[Collected data entries]
****************************************

PR #828, opened 2022-07-04
Fix/rust followup

purpleP:
Adding missing pieces that have been found after testing.


src/test/suite/fixtures/recorded/languages/rust/changeNameDrum2.yml
```diff
@@ -0,0 +1,30 @@
...
+  targets:
+    - type: primitive
+      mark: {type: decoratedSymbol, symbolColor: default, character: d}
+      modifiers:
+        - type: containingScope
+          scopeType: {type: name}
+  usePrePhraseSnapshot: true
+  action: {name: clearAndSetSelection}
+initialState:
+  documentContents: "let user = User {\n\tfirst_name: \"John\",\n    last_name: \"Doe\",\n}\n"
```
auscompgeek, line 14: These YAML files aren't particularly readable with hard tabs, mind re-recording with spaces?

auscompgeek (commented):
heh, I noticed this the other day too, thanks for the fixes

purpleP:
> heh, I noticed this the other day too, thanks for the fixes

Lest me know if something else is missing!

src/test/suite/fixtures/recorded/languages/rust/changeNameDrum2.yml
```diff
@@ -0,0 +1,38 @@
+languageId: rust
```
pokey, line 1: this should also work for "key", as it looks a lot like a key-value pair

Fwiw we're planning to support "name" everywhere we support "key" in the future

src/test/suite/fixtures/recorded/languages/rust/changeNameDrum3.yml
```diff
@@ -0,0 +1,36 @@
+languageId: rust
```
pokey, line 1: I _think_ I'd also support "key" on this one, just because of the way it looks, though tbh I'm not totally sure what this code actually does 😅

src/test/suite/fixtures/recorded/languages/rust/changeValueCap.yml
```diff
@@ -0,0 +1,32 @@
+languageId: rust
```
pokey, line 1: Oh ha man how did we miss this one 😂.  Good catch

Worth also adding a "chuck" test for this one to make sure it removes the `=`, as that will just leave you with a variable declaration, right?

src/test/suite/fixtures/recorded/languages/rust/chuckNameDrum.yml
```diff
@@ -0,0 +1,38 @@
+languageId: rust
```
pokey, line 1: Not sure we need a "chuck" test here if you're not removing the `:` or doing anything interesting

src/test/suite/fixtures/recorded/languages/rust/chuckNameJury.yml
```diff
@@ -0,0 +1,36 @@
+languageId: rust
```
pokey, line 1: Likewise

src/test/suite/fixtures/recorded/languages/rust/chuckValueFine.yml
```diff
@@ -0,0 +1,38 @@
...
+    - anchor: {line: 3, character: 2}
+      active: {line: 3, character: 2}
+  marks:
+    default.f:
+      start: {line: 1, character: 4}
+      end: {line: 1, character: 14}
+finalState:
+  documentContents: |
+    let user = User {
+        first_name,
```
pokey, line 29: Just to check: is this valid code?

pokey (commented):
Good stuff!  Left a few minor comments

src/test/suite/fixtures/recorded/languages/rust/chuckValueFine.yml
auscompgeek: Perfectly valid assuming there's a `first_name` variable in scope.

src/test/suite/fixtures/recorded/languages/rust/changeNameDrum3.yml
auscompgeek: Given key-value literals aren't really a thing in Rust I'd be okay with letting `key` match struct field names.

auscompgeek:
Hmm, on the note of one of the above threads, this'd be an interesting test:

```rust
if let User { first_name: name, surname: "Doe" } = user {
}
```

I'd expect the scopes when targeting within `first_name: name` to behave the same way as destructuring in JavaScript.

src/test/suite/fixtures/recorded/languages/rust/chuckValueFine.yml
pokey: Got it.  So in that case, I'd remove the `:` for chuck key / name and chuck value.  We do that kinda thing all the time in typescript; quite convenient

src/test/suite/fixtures/recorded/languages/rust/changeNameDrum3.yml
purpleP: > Hmm, on the note of one of the above threads, this'd be an interesting test:
> 
> ```rust
> if let User { first_name: name, surname: "Doe" } = user {
> }
> ```
> 
> I'd expect the scopes when targeting within `first_name: name` to behave the same way as destructuring in JavaScript.

Which is how exactly?

src/test/suite/fixtures/recorded/languages/rust/changeValueCap.yml
purpleP: Not really. You can’t declare a `const ` without providing some value for it.

pokey: Ah right.  So we just support "chuck value" removing `=` for non-const then?  makes sense to me

pokey:
@purpleP I just updated this branch to get the latest on `main` which fixes CI

src/test/suite/fixtures/recorded/languages/rust/chuckNameDrum.yml
```diff
@@ -0,0 +1,38 @@
...
+      active: {line: 3, character: 2}
+  marks:
+    default.d:
+      start: {line: 2, character: 16}
+      end: {line: 2, character: 19}
+finalState:
+  documentContents: |
+    let user = User {
+        first_name: "John",
+        : "Doe",
```
pokey, line 30: As mentioned in https://github.com/cursorless-dev/cursorless/pull/828#discussion_r913665423, I'd remove the leading `:` here.  I'd also remove trailing `:` when they say "chuck name" or "chuck key".  I know this looks awkward with this code, but in the following code it's perfectly reasonable:

```rust
let user = User {
        first_name: "John",
        last_name: last_name,
}
```

In this case you could say either "chuck key" or "chuck value" to switch to using [field initialiser shorthand](https://rust-lang.github.io/rfcs/1682-field-init-shorthand.html)

src/test/suite/fixtures/recorded/languages/rust/chuckNameJury.yml
```diff
@@ -0,0 +1,36 @@
...
+    - anchor: {line: 3, character: 0}
+      active: {line: 3, character: 0}
+  marks:
+    default.j:
+      start: {line: 1, character: 24}
+      end: {line: 1, character: 28}
+finalState:
+  documentContents: |
+    match user {
+        User { : "John", last_name: "Doe" } => {},
```
pokey, line 28: Is there a similar shorthand supported here?  Eg

```rust
match user {
        User { first_name, last_name: "Doe" } => {},
}
```

If so I'd remove leading / trailing `:` on "chuck"

auscompgeek: That would be a name binding, but I think that'd make sense.

purpleP:
I think I have addressed all the comments, haven’t I?

src/test/suite/fixtures/recorded/languages/rust/chuckNameDrum.yml
pokey: How come this one still has the leading `:`?

src/test/suite/fixtures/recorded/languages/rust/chuckNameJury.yml
pokey: @purpleP how come this one also has leading `:` still?

pokey (changes requested):
Almost there; left a couple more comments.  Also:

Would be good to add a test for "chuck value" with one of those pattern matchers:

```rust
match user {
        User { first_name: first_name, last_name: "Doe" } => {},
}
```

src/test/suite/fixtures/recorded/languages/rust/chuckNameDrum.yml
pokey: Ah looks like you just forgot to delete this test; I see it's failing as expected

purpleP:
> > Lest me know if something else is missing!
> 
> I think the only thing I found was not being able to grab the nearest `attribute` from the field/Rust item it's on, but `name` being weird is annoying enough that we can follow up later.

Can you show an example? Maybe we can fix that right away.

purpleP:
> > How about treating list of structure fields as arguments? I would like to `chuck` and `carve` them with their type to use e.g. in constructor function etc. Is that possible without such feature?
> 
> You should already be able to do that today using "item". I am neutral about whether these should also be considered "arg"; I'll defer to you and @auscompgeek on that

Yes, makes sense! Let’s forget about what I said than 😀

purpleP:
@pokey take a look at the errors in the tests on windows.

`UnsupportedError: Please use "trailing" modifier; removal is not supported for "end"` This is the same error I got at some point when moving arguments.

src/test/suite/fixtures/recorded/languages/rust/chuckNameAir.yml
```diff
@@ -0,0 +1,36 @@
...
+      mark: {type: decoratedSymbol, symbolColor: default, character: a}
+      modifiers:
+        - type: containingScope
+          scopeType: {type: name}
+  usePrePhraseSnapshot: true
+  action: {name: remove}
+initialState:
+  documentContents: |
+    match user {
+        User { first_name: "John", last_name: last_name } => {}
```
auscompgeek, line 16: Can you change this test so the name binding differs from the field name? It's unclear from this test which one it picked to delete.

src/test/suite/fixtures/recorded/languages/rust/chuckValueAir.yml
```diff
@@ -0,0 +1,36 @@
...
+      mark: {type: decoratedSymbol, symbolColor: default, character: a}
+      modifiers:
+        - type: containingScope
+          scopeType: {type: value}
+  usePrePhraseSnapshot: true
+  action: {name: remove}
+initialState:
+  documentContents: |
+    match user {
+        User { first_name: "John", last_name: last_name } => {}
```
auscompgeek, line 16: Ditto - I know it should be deleting `: last_name` but the test doesn't explicitly test that!

src/languages/rust.ts
```diff
@@ -186,24 +186,36 @@ const nodeMatchers: Partial<
...
-    "trait_item[name]",
-    "const_item[name]",
-    "meta_item.identifier!",
-    "let_declaration[pattern]",
-    "constrained_type_parameter[left]",
-    "where_predicate[left]",
-  ],
+  collectionKey: cascadingMatcher(
+    patternMatcher("field_pattern[name]"),
+    trailingMatcher(["field_initializer[name]"], [":"])
```
pokey, line 191:
```suggestion
    trailingMatcher(["field_initializer[name]", "field_pattern[name]"], [":"])
```

pokey (approved):
Looks good!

****************************************

> EXERCISE GOAL:
In the records above, find each line with the word "something" and copy it.

> TASK SOLUTION:
Lest me know if something else is missing!
> > Lest me know if something else is missing!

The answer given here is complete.